美桜が抱きついたのは九条院家第一女の絵里香だった。
絵里香はしっかりと美桜を抱き締め、その再会に目を潤ませた。




「美桜、よく顔を見せて?」




絵里香が美桜の頭を優しく撫でると、美桜は体を密着させたまま絵里香を見上げた。




絵里香を見つめる美桜は目を輝かせ、嬉しそうな表情をしている。
そんな美桜を見て絵里香は美桜よりも濃い深海のような目を細めた。




「…あなたが屋敷から出たと聞いて心配してたのよ。
大丈夫?何も嫌なことはされてない?ちゃんと食べれてるの?」




優しい手つきで美桜の頬を撫でる。
美桜はくすぐったそうに身を捩る。




「絵里香姉様は心配しすぎですわ。
鷹沢組の皆様、血の繋がらない私を家族だと言ってくれて…とてもよくしてくださってます。


絵里香姉様こそ体調は大丈夫なのですか?こんな時間にこんなところまで来て」




絵里香は自分のことよりも人の心配をする美桜に呆れた気持ちと、何ともなさそうな様子の美桜に安心した気持ちを含めてため息をついた。

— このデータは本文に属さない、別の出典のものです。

PR #3822, opened 2025-06-13
gccrs: Implement compilation of IdentifierPattern's subpattern bindings

Polygonalr:
Includes renaming of `get_pattern_to_bind` to `get_subpattern` which I missed out in my previous PR.

I'm aware that there are still other visit functions that lack support for `subpattern` - some changes for those are currently under my draft branch in my fork which I'll eventually get around to fully implementing and testing. For now, I think I want to move on and focus on implementing minimal support for other unsupported patterns first.

- \[x] Run `clang-format`

### DIFF
--- a/gcc/rust/backend/rust-compile-pattern.cc
+++ b/gcc/rust/backend/rust-compile-pattern.cc
@@ -666,6 +666,12 @@ CompilePatternBindings::visit (HIR::ReferencePattern &pattern)
 void
 CompilePatternBindings::visit (HIR::IdentifierPattern &pattern)
 {
+  if (pattern.has_subpattern ())
+    {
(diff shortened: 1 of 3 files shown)


gcc/rust/resolve/rust-late-name-resolver-2.0.cc
```diff
@@ -250,6 +250,11 @@ visit_identifier_as_pattern (NameResolutionContext &ctx,
 void
 Late::visit (AST::IdentifierPattern &identifier)
 {
+  if (identifier.has_subpattern ())
```
P-E-P, line 253: Do we really need a condition check over this ? Calling `DefaultResolver::visit(identifier)` directly would help future changes and let the condition in the default visitor.

PR #3826, opened 2025-06-15
nr2.0: Adjust resolution of modules

powerboat9:
This prioritizes resolution in the language prelude over resolution as a module.

### DIFF
--- a/gcc/rust/resolve/rust-toplevel-name-resolver-2.0.cc
+++ b/gcc/rust/resolve/rust-toplevel-name-resolver-2.0.cc
@@ -101,8 +101,6 @@ TopLevel::go (AST::Crate &crate)
 void
 TopLevel::visit (AST::Module &module)
 {
-  insert_or_error_out (module.get_name (), module, Namespace::Types);
-
   // Parse the module's items if they haven't been expanded and the file
   // should be parsed (i.e isn't hidden behind an untrue or impossible cfg
   // directive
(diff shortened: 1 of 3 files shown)


gcc/rust/resolve/rust-toplevel-name-resolver-2.0.cc
```diff
@@ -101,8 +101,6 @@ TopLevel::go (AST::Crate &crate)
 void
 TopLevel::visit (AST::Module &module)
 {
-  insert_or_error_out (module.get_name (), module, Namespace::Types);
```
P-E-P, line 104: Can't wrap my mind around this line, why is it required to removed the module name from type namespace ?

powerboat9: To change the resolution order to `non-modules -> lang items -> modules`

P-E-P: I feel we're doing something wrong somewhere, rustc resolves modules first during top level and from what I heard struggles with their implementation. I'll need some time to think about that.

powerboat9: I'm seeing
```
            // In `a(::assoc_item)*` `a` cannot be a module. If `a` does resolve to a module we
            // don't report an error right away, but try to fallback to a primitive type.
            // So, we are still able to successfully resolve something like
            //
            // use std::u8; // bring module u8 in scope
            // fn f() -> u8 { // OK, resolves to primitive u8, not to std::u8
            //     u8::max_value() // OK, resolves to associated function <u8>::max_value,
            //                     // not to non-existent std::u8::max_value
            // }
            //
            // Such behavior is required for backward compatibility.
            // The same fallback is used when `a` resolves to nothing.
```
in the rustc source code (`rustc_resolve/src/late.rs`, 1.49)

PR #3828, opened 2025-06-16
nr2.0: Update IdentifierPattern's subpattern name resolution

Polygonalr:
Addresses [this comment](https://github.com/Rust-GCC/gccrs/pull/3822#discussion_r2149932447), thanks to @P-E-P for explaining the rationale for this change over meeting :)

- \[x] Run `clang-format`

### DIFF
--- a/gcc/rust/resolve/rust-late-name-resolver-2.0.cc
+++ b/gcc/rust/resolve/rust-late-name-resolver-2.0.cc
@@ -251,10 +251,7 @@ visit_identifier_as_pattern (NameResolutionContext &ctx,
 void
 Late::visit (AST::IdentifierPattern &identifier)
 {
-  if (identifier.has_subpattern ())
-    {
-      DefaultResolver::visit (identifier.get_subpattern ());
-    }
+  DefaultResolver::visit (identifier);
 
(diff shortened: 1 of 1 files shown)


powerboat9:
@P-E-P it looks like `IdentifierPattern::get_subpattern` doesn't return an optional and has the line

```rust
rust_assert (has_subpattern ());
```

P-E-P:
> @P-E-P it looks like `IdentifierPattern::get_subpattern` doesn't return an optional and has the line
> 
> ```rust
> rust_assert (has_subpattern ());
> ```

Right now the focus is the semantic aspect within the class ("yes that value can be missing and that null pointer IS a bug"), not at the class boundaries. This means you can keep the assert on the getter, if you really want to go the extra mile you can even rename it to `get_subpattern_unchecked` (it has been done in the codebase before, grep for `_unchecked` within the rust directory). If we have some time later we'll introduce proper optional APIs for the getters (and grepping "unchecked" will help) but for now the true goal is communicating the intent of the class to easily tell appart buggy null pointers from none values.

powerboat9:
Oh, wait, nvm -- I should have read the patch more closely. Looks good

PR #3829, opened 2025-06-16
nr2.0: Add more checks for alternate patterns

powerboat9:


gcc/rust/resolve/rust-late-name-resolver-2.0.cc
```diff
@@ -258,7 +258,9 @@ Late::visit (AST::IdentifierPattern &identifier)
 
   visit_identifier_as_pattern (ctx, identifier.get_ident (),
 			       identifier.get_locus (),
-			       identifier.get_node_id ());
+			       identifier.get_node_id (),
```
P-E-P, line 258: At this point we'd better pass the identifier down the function instead of it's fields separately.

powerboat9: That would require some modifications to `AST::StructPatternFieldIdent` -- which I suppose I could do

P-E-P: I've taken a closer look and I'm not sure it's worth the changes.

PR #3831, opened 2025-06-17
Fix execute testsuite

powerboat9:


philberty:
What is this change?

powerboat9:
Our non-torture execute tests weren't actually being run

philberty (approved):
LGTM

powerboat9:
@Polygonalr I had to move a test to `xfail`, since it looks like we can't parse `IdentifierPattern`s with subpatterns yet.

PR #3839, opened 2025-06-20
nr2.0: Adjust resolution of external crates

powerboat9:


philberty (commented):
I think this looks mostly fine but i think your patch needs to have a line talking about why your making this change. Its usually grand to omit this when more tests have been added or something but its not quite as clear here why this patch was made.

PR #3840, opened 2025-06-20
nr2.0: Enable by default

powerboat9:
This depends on a few other PRs, but when merged should switch us over to nr2.0 by default


powerboat9:
@P-E-P @CohenArthur @philberty This should be ready to merge

philberty:
This is kind of exciting and very scary all at the same time I am happy with it but this needs to come from @CohenArthur to merge it.

Once its merged we really need a MR to remove the old one having all that old code hanging around will be really annoying.

powerboat9:
Thank you

P-E-P (approved):

PR #3841, opened 2025-06-20
nr2.0: Fix resolution of constant items

powerboat9:
#3834
> Nr2 does handle this and puts out an extra good diagnostic

🙃

### DIFF
--- a/gcc/rust/resolve/rust-default-resolver.cc
+++ b/gcc/rust/resolve/rust-default-resolver.cc
@@ -361,19 +361,15 @@ DefaultResolver::visit (AST::MatchExpr &expr)
 void
 DefaultResolver::visit (AST::ConstantItem &item)
 {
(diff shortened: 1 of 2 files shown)


gcc/rust/resolve/rust-default-resolver.cc
```diff
@@ -361,19 +361,15 @@ DefaultResolver::visit (AST::MatchExpr &expr)
 void
 DefaultResolver::visit (AST::ConstantItem &item)
 {
-  if (item.has_expr ())
```
philberty, line 364: dont you still need a has_expr check?

powerboat9: That's the thing -- `DefaultASTVisitor` handles that

P-E-P (approved):

PR #3849, opened 2025-06-21
gccrs: Add unify rules for fnptr and closures

philberty:
Its valid to unify a closure to an fnptr as we are working on the fn traits. There are still other issues but this is part of the patch set.

gcc/rust/ChangeLog:

	* typecheck/rust-unify.cc (UnifyRules::expect_fnptr): add unify rules


powerboat9:
Only if it has no captures, I think

powerboat9:
Have you updated your `.clang-format` file?

PR #1577, opened 2020-07-29
Js console fixes

MStoykov:


MStoykov:
I think we agreed that we want https://github.com/dop251/goja/issues/162 to be fixed before we do that ?

na--:
Yeah, sorry, I forgot... :sweat_smile:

互いに寄り添う二人は双子と言われても過言ではないほどに似ていた。




そんな美桜と絵里香を離れたところから見ていた悠汰は微笑ましく思いながらも疑問に思うところがあった。




(…美桜と同じ黒髪……
黒女は九条院家に一人だけのはず…)




悠汰が何を考えているのか分かった涼音だが、何も言わずに絵里香の斜め後ろに控えている護衛人の真のもとに近付いた。